MATERIAL SHOWN =>

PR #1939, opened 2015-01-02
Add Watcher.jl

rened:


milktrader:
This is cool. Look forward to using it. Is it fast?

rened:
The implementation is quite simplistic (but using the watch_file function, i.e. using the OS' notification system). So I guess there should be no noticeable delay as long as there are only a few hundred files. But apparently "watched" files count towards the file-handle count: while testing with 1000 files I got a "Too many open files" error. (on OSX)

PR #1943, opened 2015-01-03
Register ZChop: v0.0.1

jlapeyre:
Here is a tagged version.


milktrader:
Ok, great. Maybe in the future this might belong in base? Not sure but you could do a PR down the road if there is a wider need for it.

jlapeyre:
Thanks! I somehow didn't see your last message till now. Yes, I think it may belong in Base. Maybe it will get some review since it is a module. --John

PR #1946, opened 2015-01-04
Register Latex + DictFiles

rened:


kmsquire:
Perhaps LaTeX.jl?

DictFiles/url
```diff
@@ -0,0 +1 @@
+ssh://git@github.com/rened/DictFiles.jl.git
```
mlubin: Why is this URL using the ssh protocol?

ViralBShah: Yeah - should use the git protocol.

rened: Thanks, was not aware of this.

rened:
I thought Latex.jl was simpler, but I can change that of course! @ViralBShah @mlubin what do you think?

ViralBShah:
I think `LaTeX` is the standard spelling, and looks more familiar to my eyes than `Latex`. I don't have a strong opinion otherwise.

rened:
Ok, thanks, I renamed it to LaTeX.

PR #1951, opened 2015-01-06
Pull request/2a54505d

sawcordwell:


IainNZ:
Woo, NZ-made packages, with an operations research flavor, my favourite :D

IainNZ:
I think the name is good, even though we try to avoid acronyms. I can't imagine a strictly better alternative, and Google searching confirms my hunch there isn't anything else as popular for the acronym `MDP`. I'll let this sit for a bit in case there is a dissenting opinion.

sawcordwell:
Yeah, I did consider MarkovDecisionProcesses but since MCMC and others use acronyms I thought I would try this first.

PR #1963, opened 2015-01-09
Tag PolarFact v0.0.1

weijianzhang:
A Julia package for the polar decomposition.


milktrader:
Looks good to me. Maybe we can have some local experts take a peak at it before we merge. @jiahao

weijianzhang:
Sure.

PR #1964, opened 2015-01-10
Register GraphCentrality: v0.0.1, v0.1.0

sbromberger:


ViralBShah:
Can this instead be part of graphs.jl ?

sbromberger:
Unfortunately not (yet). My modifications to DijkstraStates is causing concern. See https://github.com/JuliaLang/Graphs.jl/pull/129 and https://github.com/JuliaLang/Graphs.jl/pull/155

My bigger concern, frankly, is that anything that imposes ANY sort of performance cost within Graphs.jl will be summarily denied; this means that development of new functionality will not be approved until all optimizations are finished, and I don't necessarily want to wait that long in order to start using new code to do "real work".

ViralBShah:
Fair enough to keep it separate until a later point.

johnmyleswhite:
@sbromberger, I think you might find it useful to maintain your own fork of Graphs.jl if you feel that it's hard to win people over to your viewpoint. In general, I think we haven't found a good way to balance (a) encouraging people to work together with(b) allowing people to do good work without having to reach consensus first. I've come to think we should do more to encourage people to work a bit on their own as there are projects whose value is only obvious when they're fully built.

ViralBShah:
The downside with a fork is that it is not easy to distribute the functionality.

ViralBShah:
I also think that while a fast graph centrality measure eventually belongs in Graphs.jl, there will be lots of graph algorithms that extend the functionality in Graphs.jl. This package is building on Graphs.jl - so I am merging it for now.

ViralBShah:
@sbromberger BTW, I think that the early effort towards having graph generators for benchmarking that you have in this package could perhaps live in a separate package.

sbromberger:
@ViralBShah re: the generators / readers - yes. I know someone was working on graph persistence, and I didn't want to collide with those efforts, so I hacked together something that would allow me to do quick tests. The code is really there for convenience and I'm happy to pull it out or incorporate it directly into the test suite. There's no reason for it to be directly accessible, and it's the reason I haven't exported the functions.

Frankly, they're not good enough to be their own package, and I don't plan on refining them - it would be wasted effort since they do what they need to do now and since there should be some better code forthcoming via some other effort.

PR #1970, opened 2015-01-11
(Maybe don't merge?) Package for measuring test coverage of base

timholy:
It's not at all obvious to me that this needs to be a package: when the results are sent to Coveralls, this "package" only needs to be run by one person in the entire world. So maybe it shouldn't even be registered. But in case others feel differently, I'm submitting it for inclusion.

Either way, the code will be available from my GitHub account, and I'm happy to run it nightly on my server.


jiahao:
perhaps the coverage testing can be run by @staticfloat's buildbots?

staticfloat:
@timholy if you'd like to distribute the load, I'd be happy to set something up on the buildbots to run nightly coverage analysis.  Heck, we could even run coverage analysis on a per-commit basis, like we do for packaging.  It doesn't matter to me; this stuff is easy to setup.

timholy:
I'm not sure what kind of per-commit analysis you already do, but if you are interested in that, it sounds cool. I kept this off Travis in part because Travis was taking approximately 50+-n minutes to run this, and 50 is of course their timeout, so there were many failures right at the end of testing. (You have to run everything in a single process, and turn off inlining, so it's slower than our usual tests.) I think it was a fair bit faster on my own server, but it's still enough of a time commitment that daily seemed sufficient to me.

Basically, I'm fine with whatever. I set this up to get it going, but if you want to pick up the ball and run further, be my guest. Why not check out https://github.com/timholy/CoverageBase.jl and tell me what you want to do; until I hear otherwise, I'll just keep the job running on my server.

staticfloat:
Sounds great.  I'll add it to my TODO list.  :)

==

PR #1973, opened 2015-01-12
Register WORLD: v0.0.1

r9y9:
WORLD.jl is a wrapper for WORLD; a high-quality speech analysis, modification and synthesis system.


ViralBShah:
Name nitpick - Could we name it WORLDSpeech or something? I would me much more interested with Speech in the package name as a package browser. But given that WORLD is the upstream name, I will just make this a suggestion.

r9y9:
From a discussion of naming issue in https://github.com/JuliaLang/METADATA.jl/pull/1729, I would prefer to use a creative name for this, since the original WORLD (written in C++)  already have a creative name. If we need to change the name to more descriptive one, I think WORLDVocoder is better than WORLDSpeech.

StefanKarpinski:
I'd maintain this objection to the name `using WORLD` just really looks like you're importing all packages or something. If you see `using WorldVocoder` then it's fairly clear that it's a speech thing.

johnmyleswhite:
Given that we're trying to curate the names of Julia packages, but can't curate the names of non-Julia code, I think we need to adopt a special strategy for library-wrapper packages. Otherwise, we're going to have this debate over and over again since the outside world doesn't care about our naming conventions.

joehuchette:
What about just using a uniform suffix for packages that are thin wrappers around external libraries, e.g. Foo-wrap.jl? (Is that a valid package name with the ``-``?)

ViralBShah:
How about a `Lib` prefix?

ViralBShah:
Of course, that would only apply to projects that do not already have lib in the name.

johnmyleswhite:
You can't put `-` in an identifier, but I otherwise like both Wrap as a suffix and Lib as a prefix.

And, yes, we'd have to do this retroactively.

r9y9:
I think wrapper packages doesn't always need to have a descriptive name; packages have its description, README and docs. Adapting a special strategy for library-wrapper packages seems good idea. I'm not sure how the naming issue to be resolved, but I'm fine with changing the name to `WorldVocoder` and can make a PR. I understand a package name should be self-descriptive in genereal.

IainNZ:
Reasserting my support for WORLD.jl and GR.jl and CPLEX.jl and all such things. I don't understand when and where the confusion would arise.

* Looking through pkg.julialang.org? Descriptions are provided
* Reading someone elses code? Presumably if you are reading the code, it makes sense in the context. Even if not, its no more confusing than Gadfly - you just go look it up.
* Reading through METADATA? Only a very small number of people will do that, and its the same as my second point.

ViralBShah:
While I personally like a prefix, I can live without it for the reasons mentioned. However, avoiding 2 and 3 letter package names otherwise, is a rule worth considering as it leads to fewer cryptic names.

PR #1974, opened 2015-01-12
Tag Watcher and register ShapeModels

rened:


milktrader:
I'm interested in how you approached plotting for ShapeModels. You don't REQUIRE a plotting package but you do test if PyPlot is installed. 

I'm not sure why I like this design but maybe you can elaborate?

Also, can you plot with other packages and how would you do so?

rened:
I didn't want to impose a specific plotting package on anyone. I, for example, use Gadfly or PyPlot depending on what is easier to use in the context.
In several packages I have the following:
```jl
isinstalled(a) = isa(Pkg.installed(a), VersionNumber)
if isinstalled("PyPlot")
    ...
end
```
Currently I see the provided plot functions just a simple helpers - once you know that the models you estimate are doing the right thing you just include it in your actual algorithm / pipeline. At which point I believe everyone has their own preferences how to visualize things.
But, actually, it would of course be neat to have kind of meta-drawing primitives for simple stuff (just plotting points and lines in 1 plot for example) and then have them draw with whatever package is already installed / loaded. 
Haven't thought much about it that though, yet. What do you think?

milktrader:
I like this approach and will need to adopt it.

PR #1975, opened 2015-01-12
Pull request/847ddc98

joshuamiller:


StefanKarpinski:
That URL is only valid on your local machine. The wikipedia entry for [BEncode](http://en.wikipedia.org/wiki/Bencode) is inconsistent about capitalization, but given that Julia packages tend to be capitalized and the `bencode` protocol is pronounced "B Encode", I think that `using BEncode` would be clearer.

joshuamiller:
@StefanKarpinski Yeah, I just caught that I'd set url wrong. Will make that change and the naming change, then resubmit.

...

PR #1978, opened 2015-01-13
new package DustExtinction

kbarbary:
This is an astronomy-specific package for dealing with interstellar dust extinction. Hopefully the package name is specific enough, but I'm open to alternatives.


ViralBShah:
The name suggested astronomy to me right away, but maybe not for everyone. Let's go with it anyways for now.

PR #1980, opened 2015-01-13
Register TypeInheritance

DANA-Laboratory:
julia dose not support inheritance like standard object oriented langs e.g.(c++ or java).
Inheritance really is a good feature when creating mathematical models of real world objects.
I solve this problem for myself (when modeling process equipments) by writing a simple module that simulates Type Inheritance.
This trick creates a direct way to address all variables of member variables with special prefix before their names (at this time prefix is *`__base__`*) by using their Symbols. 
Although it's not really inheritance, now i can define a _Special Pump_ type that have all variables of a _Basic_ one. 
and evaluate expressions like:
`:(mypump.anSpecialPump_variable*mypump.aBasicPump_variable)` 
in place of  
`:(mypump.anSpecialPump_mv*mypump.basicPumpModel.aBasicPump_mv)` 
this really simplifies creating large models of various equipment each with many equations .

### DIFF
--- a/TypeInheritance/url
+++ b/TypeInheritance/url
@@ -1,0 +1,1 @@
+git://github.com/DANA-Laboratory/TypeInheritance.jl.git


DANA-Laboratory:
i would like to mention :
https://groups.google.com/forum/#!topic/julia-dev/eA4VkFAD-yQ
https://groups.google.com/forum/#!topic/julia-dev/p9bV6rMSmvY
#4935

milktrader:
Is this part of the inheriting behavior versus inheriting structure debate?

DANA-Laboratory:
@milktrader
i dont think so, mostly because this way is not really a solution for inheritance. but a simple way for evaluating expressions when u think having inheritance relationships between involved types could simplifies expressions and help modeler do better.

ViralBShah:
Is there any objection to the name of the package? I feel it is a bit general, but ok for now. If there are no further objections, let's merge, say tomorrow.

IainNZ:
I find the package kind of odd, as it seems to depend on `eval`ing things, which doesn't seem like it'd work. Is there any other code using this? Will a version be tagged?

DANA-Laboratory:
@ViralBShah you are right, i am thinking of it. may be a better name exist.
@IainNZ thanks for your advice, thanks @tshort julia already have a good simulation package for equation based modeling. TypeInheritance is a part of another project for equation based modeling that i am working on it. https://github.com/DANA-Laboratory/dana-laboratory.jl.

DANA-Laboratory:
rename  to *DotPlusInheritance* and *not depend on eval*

TASK GOAL => Nothing but a number is expected here: the number of lines in the entries that include the word "mypump".

TASK ANSWER => 2